Schlutterbauer began by accusing his mother-in-law, who had converted from Catholicism to Protestantism in Catholic Austria, of being a witch. The accusation was that she wouldn't give him his only child back and was enchanting her more and more. She was supposedly taking her exclusively to Protestant church services and preparing her for the devil. The mentally disabled, epileptic, and pubescent 15-year-old girl at the time couldn't refute the suspicion herself and was considered possessed by the devil by those questioning her. Epilepsy was a strong indication of this at the time. Anna apparently got confused under the pressure of the interrogation, and the results probably corresponded to the wishful thinking of the interrogators. For example, she stated that her grandmother had fed snakes with milk. However, it was probably once a snake that had found its way to the milk that farmers often put for the cats of the farm. She also spoke of a large, black, shaggy man whom her grandmother had introduced to her. Her grandmother supposedly asked, "Annele - do you want him?" This was probably a suitor who had taken a liking to Anna. The clergy exorcised her three times, which apparently did not bring any improvement. After the third exorcism in Vienna, her mental disability was recognized, and she was initially kept in the citizens' hospital. However, Schlutterbauer did not give up. He increasingly pressured the authorities, so that Elsa Plainacher was finally arrested and taken to Vienna in mid-1583. However, the Viennese doctors and priests described her as only old and weak-minded. They pleaded for her to also be taken to the citizens' hospital.

However, preacher Georg Scherer, who was born in Schwaz in Tyrol, appeared on the scene. He gave a hate speech against witches in general and Elsa Plainacher in particular in front of St. Stephen's Cathedral. This stirred up the people, who then demanded that she be tortured to force a confession.

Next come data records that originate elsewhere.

Issue #2477, opened 2023-05-25
Missing insights/diagnosticsetting in v2 alpha


mnlumi:
### What happened?

When trying out v2 alpha, a user reported that [insights/diagnosticsetting](https://www.pulumi.com/registry/packages/azure-native/api-docs/insights/diagnosticsetting/) is missing. I can also confirm that the resource is not shown in the temporary schema export [here](https://github.com/danielrbradley/pulumi-azure-native-schema/tree/main/insights/resources.)

`The type or namespace name 'DiagnosticSetting' does not exist in the namespace 'Pulumi.AzureNative.Insights'`

### Expected Behavior

I expect the resource to be available in v2.

### Steps to reproduce

Using v2 alpha (2.0.0-alpha.1), attempt to create a 'insights/diagnosticsetting' resource.

### Output of `pulumi about`

N/A

### Contributing

Vote on this issue by adding a 👍 reaction. 
To contribute a fix for this issue, leave a comment (and link to your pull request, if you've opened one already).

thomas11:
This seems to be a bug in [filterCandidateVersions](https://github.com/pulumi/pulumi-azure-native/blob/ab5615a2d2d191958e951acb175ef4da270bca17/provider/pkg/versioning/defaultVersion.go#L285). The resource `DiagnosticSetting` is only found in preview API versions, 2017-05-01-preview and 2021-05-01-preview. In `v2-config.yaml`, Insights is configured as `explicit: true` but not `preview: prefer`. That causes resources in stable API versions to be included and preview versions to be excluded (L285 linked above).

We might need to either change this logic, or add another option `preview: allow` or similar that includes resources from preview versions when set.

@danielrbradley, what are your thoughts?

danielrbradley:
I think your assessment is correct @thomas11 - this is due to in being only in preview versions, but there's also more recent stable versions - but these don't include this specific resource. 

This is a rather odd pattern of releases for the Insights service. 

In `2021-05-01-preview` there were 4 resources released:
- AutoscaleSetting
- DiagnosticSetting
- ManagementGroupDiagnosticSetting
- SubscriptionDiagnosticSetting

`AutoscaleSetting` was then released in the stable version `2022-10-01` but the other resouces were not. The other three resources have all had previous preview releases but no stable releases. 

There are frequent stable releases following previews for this service so I don't think our heuristic to preview stable versions only is wrong here. 

[...]

PR #2503, opened 2023-06-08
Include old preview versions

danielrbradley:
- Include latest preview version if no new stable versions after 1 year (adds 27 resources).
- Consider all version when calculating additions. Only ignore private preview versions. This takes us to up 242 additional resources in the default version.
- Fix sorting of versions so that previews are considered older than stable versions. 
- Upgrade CI to Go 1.20 so we can use `time.Compare`.

Fixes https://github.com/pulumi/pulumi-azure-native/issues/2359
Fixes https://github.com/pulumi/pulumi-azure-native/issues/2477


thomas11 (approved):
LGTM although I'm not 100% sure I totally understand the third commit.

provider/pkg/versioning/defaultVersion.go
```diff
@@ -294,12 +303,33 @@ func filterCandidateVersions(versions VersionResources, previewPolicy string) []
 		// If no more to iterate through, just add
 		if i == 0 || !containsRecentStable(orderedVersions[:i], version) {
 			candidateVersions.Add(version)
+			continue
+		}
+
+		isOld, err := isMoreThanOneYearOld(version)
```
mikhailshilkov, line 309: Could you please explain the genesis of this 1-year rule?

provider/pkg/versioning/defaultVersion.go
```diff
@@ -181,8 +181,16 @@ func buildSpec(providerName string, versions VersionResources, curations Curatio
 	if existing.Additions != nil {
 		existingAdditions = *existing.Additions
 	}
+	sortedVersions := []string{}
+	for version := range versions {
+		sortedVersions = append(sortedVersions, version)
+	}
+	sort.Strings(sortedVersions)
```
mikhailshilkov, line 188: Note that alphabetical sorting will put stable versions before preview ones (v20230101 < v20230101preview).

mikhailshilkov (commented):
Is schema-tools compare not wired correctly? It shows a bunch of breaking changes and also only 31 new resources...

provider/pkg/versioning/defaultVersion.go
danielrbradley: It's a somewhat arbitary amount of time, but there's a pattern of a preview version being replaced with a stable version after a few months - at which point we'd prefer to be pulling from stable versions if possible.

provider/pkg/versioning/defaultVersion.go
danielrbradley: Yes, good catch. I'll fix this up

PR #2515, opened 2023-06-13
Re-add old SQL resources

danielrbradley:
These are still listed in the documentation so should be made available in the top-level modules


danielrbradley:
Looks like the docs schema wasn't re-generated on the last PR so slightly bigger diff than expected.

thomas11 (approved):

PR #2521, opened 2023-06-13
Disambiguate conflicting paths between Service Fabric clusters

thomas11:


danielrbradley:
Any idea why it causes all the version modules to be added?

Can we exclude any based on previous deprecations or squashing?

danielrbradley (approved):
I'm happy with where this is at. I rebased again and also added:

- Removal of the private preview version.
- Ran the squeeze process to cut down the number of new versions getting added.

If you're happy too, go ahead and merge!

In the cellar of the Malefizspitzbubenhaus on Rauhensteingasse in Vienna, the old and sick Elsa Plainacher was subjected to a terrible torture three times, during which she confessed to everything she was asked. She was sentenced to death by burning at the stake and on September 27, 1583, was tied to a board attached to a horse's tail and dragged to the place of execution. The execution site Gänsweyd was located where Kegelgasse now intersects with Weißgerberlände. Elsa Plainacher was burned alive on the stake, fully conscious. Her ashes were scattered in the Danube, now the Danube Canal.

==Aftermath==
Her granddaughter Anna was placed in the Barbara Convent for Secular Women, which was located on Postgasse in Vienna's 1st district. Her further life fades into the darkness of history. Georg Scherer died in 1605 when he was struck down by a stroke during a similar hate speech in the church pulpit in Linz. Georg Schlutterbauer, who had handed over the farm to his son long before his time, decided to live as a day laborer and inhabitant of a farm near Texing in Lower Austria.